I know it to be a cliché but I love this little person more than I can put into words. I spend hours on end just staring at him, reminding myself that I did this! I created this little person, his ears, nose, mouth, fingers, toes, and lips – even his miniature plumber butt. This realization is enough to bring a person to their knees. And I’m an entirely different person from the one I was a week ago.

(Mama needs a lesson or two in how to put a diaper on. Oops! Probably the smallest plumber butt ever.)

I’ll write more in time. I want to compile my birthing story (in a certain fashion) and really capture the time I spent with Emory in recovery (which was a very trying time for me/us both physically and emotionally). In the meantime, I’ll just write about how much I love him and how amazing it is to be a mother. Oh, and there’s Myrtle Man, aka Murray to reckon with as well. (Tuesdays with Murray are not over – not at all – but they might be on hold or half-assed until things settle down a bit.)

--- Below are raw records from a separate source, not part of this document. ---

Issue #138, opened 2019-03-26
Current notebook format version


jasongrout:
There seems to be some discrepancy between places where the current notebook format version is defined

* this package version: 4.4 currently released https://github.com/jupyter/nbformat/blob/35a60ed8c31b100e06a48c132fed39a2da7e7b3f/nbformat/_version.py#L2

* the comment in the json schema: implying 4.2 https://github.com/jupyter/nbformat/blob/35a60ed8c31b100e06a48c132fed39a2da7e7b3f/nbformat/v4/nbformat.v4.schema.json#L3

* The minor version specified in the schema: implying 4.0 https://github.com/jupyter/nbformat/blob/35a60ed8c31b100e06a48c132fed39a2da7e7b3f/nbformat/v4/nbformat.v4.schema.json#L85

Given that there have been schema changes between package version 4.3.0 and 4.4.0, I think the json schema should be updated to reflect it being notebook format 4.4, changing both the comment and the minor version specified.

I also think we should have in the schema definition directory schema files for the notebook format 4.0, 4.1, 4.2, and 4.3 to help people with different formats.

willingc:
@jasongrout So now I'm confused... 

The released version of nbformat is: 4.4

The front ends (jupyterlab, notebook, nteract) are all using 4.2??

jasongrout:
Apparently we are confused as well. I'm right now implementing several fields from version 4.4 in jlab, but apparently we are saying in the jlab codebase that we only understand 4.2. I'm trying to untangle this now.

jasongrout:
(My current updates to jlab are in commit https://github.com/jupyterlab/jupyterlab/pull/5968/commits/97bf7baccecd96ff943a4e8836b69ac8793c90d2 in https://github.com/jupyterlab/jupyterlab/pull/5968

captainsafia:
Thanks for opening this, @jasongrout.

Following from the conversation on https://github.com/nteract/nteract/issues/4290, should we conclude that each of the front-ends should update to support 4.4 as the latest default format.

It looks like you've got a handle on that for JLab and I can make the necessary changes in nteract. Perhaps we should open an in issue in notebook (if there isn't already one) to track this?

blois:
The schema additions between 4.2 and 4.4 are cell.metadata.jupyter.source_hidden and cell.metadata.jupyter.cell_hidden: https://github.com/jupyter/nbformat/compare/4.2.0...jupyter:4.4.0

[...]

PR #139, opened 2019-03-26
Document nbformat versions 4.0-4.4 with accurate json schema specification files

jasongrout:
Fixes https://github.com/jupyter/nbformat/issues/138


jasongrout:
I copied these files from the versions of the schema file at each release tag for 4.0.1, 4.1, 4.2, 4.3, and 4.4.

Interestingly, there was no change in the schema between 4.2 and 4.3. There were changes in every other increment.

jasongrout:
In this PR, I changed the nbformat.v4.schema.json to have a minimum minor version of 4. I think you could make the argument that it should have a minimum minor version of 0, if the usecase was using the schema to validate any v4.x notebook.

jasongrout:
> Thanks for getting the ball rolling on this. It looks like some of the test files needed to be updated as well.

Thanks! I updated the tests.

jasongrout:
It turns out that this does slightly change the behavior of the validate function. Before, if you just specify a major version number to check against (e.g., version 4), you actually get strict checking against the fields defined in the latest minor version of that spec (e.g., version 4.4). That means that if you have additional fields in your notebook file that aren't in the (e.g., 4.4) spec, it throws a validation error.

The code structure indicates the intended behavior is what is now the case - if you specify just a major version, then it does non-strict checking (i.e., validation allows additional fields in your notebook file), but if you specify a minor version as well, it does strict checking against that specific major.minor version. 

This change in `validate` behavior is illustrated in https://github.com/jupyter/nbformat/pull/139/files#diff-9218a690da32d13fb43f276a6bda706bR80, for example.

minrk:
The nbformat metadata spec and the nbformat package will not generally have the same version, since one describes the Python API, while the other describes the document format. Making a package release *may* increment the format spec version, but it certainly doesn't need to, and major vs minor revisions definitely won't coincide (e.g. nbformat 5.0 dropping Python 2 support would not mean an nbformat v5 spec, or the 4.2->4.3 release we've already done). It's merely a confusing coincidence that they are close together at this point.

I think the changes in the v4 json file are considered bugfixes and clarifications to the json schema to correctly describe the spec, and not actual *specification* changes. Can you enumerate the differences in the spec files that should have indicated nbformat_minor revisions, but weren't?

CONTRIBUTING.md
```diff
@@ -1,3 +1,20 @@
 # Contributing
 
 We follow the [IPython Contributing Guide](https://github.com/ipython/ipython/blob/master/CONTRIBUTING.md).
+
+## Release guidelines
+
+When there is a release, update the appropriate schema file to reflect the new
+version (both in its top-level description and in its minimum minor/major
+version numbers in the spec) and copy the file to an archived schema for that
+particular version. Also, update the minor format for tests.
```
minrk: Add language:

> *If* the spec has material changes, ...

And this perhaps more appropriately happens at the time of a pull-request introducing such a change, rather than release-time.

minrk:
Using http://www.jsondiff.com to compare the specs (unfortunately, no linkable URLs for each diff that I can find)

- https://raw.githubusercontent.com/jupyter/nbformat/4.0.0/nbformat/v4/nbformat.v4.schema.json
- https://raw.githubusercontent.com/jupyter/nbformat/4.1.0/nbformat/v4/nbformat.v4.schema.json
- https://raw.githubusercontent.com/jupyter/nbformat/4.2.0/nbformat/v4/nbformat.v4.schema.json 
- https://raw.githubusercontent.com/jupyter/nbformat/4.3.0/nbformat/v4/nbformat.v4.schema.json
- https://raw.githubusercontent.com/jupyter/nbformat/4.4.0/nbformat/v4/nbformat.v4.schema.json
- https://raw.githubusercontent.com/jupyter/nbformat/master/nbformat/v4/nbformat.v4.schema.json

which gives the following history
- nbformat package 4.1 updated spec to introduce attachments (but failed to rev the version)
- nbformat package 4.2 updated spec to 4.2 to define the authors and title metadata
- nbformat package 4.3 updates Python API with no spec changes (still spec 4.2, rightly so)
- nbformat package 4.4 defines the `jupyter` metadata field, but does not revise the specification version (maybe it should have? It's debatable whether new always-optional metadata fields warrant a spec version bump, but we did this for 4.2, so it's a reasonable thing to do), so this perhaps should have been spec 4.3
- nbformat master has an updated *description* of collapsed to fix a typo, but not an actual specification change, so nbformat package 4.5 or 5.0 should have the same spec version as package 4.4 (either 4.3 or 4.2).

CONTRIBUTING.md
minrk: Doing this at pull-request time will also have the result of correct behavior for folks working from master, rather than incorrect behavior until a release is made.

jasongrout: Having it at release time means that we can combine changes happening between releases into a single spec upgrade, though. Otherwise the spec could jump between, say, 5.0 to 5.5 in one package release.

jasongrout:
Thanks @minrk. I went ahead and updated things to:

- retroactively document a spec version 4.1
- Consolidate spec version archives to reflect the comment above, i.e., we now only go up to v4.3.
- Update the contributing documentation to distinguish between package and spec versions.

minrk:
Great, thanks! Is there anywhere else folks think this should be covered in the docs that the two versions aren’t the same to avoid this confusion in the future? Seems pretty natural to come to that conclusions, at least until the numbers diverge further.

MSeal:
Merging this as it's been approved for a long while now

jasongrout:
One more change from notebook format 4.1 to notebook format 4.2 is that in 4.1, a mimebundle was only allowed to be json if it had an application/json key, whereas in 4.2, it was allowed to be json if it had anything like `application/something+json`. See 4.1

https://github.com/jupyter/nbformat/blob/cfb7cbdb76643c8637a8a01c92ee13cbb96a2dc2/nbformat/v4/nbformat.v4.1.schema.json#L351-L366

versus 4.2: 

https://github.com/jupyter/nbformat/blob/cfb7cbdb76643c8637a8a01c92ee13cbb96a2dc2/nbformat/v4/nbformat.v4.2.schema.json#L368-L379

jasongrout:
I notice in the above change in the mimebundle schema between 4.1 and 4.2, it looks like 4.1 also insists that mimebundle keys are of the form `something/something`, whereas in 4.2, any key is allowed (so the key does not have to be a mimetype-like string).

MSeal:
Good to know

  1. COngratulations michele and Toby Jo,

    I think every feeling you have is normal especially the dusk ones. It’s miraculous how much we love our children, and it is undescribable.

    I know when I first had Lucie I cried at the thought of having to protect her. How could I keep her safe, especially from school bullies, and unfair teachers , and getting dumped etc… I figured I could do the physical.

    Anyway now she is 7 and I see she can do it herself so I am becoming less scared.

    That little man of yours is so lucky to have parents who will teach him to look after himself and love him every second that they are alive. Really that’s all it is about.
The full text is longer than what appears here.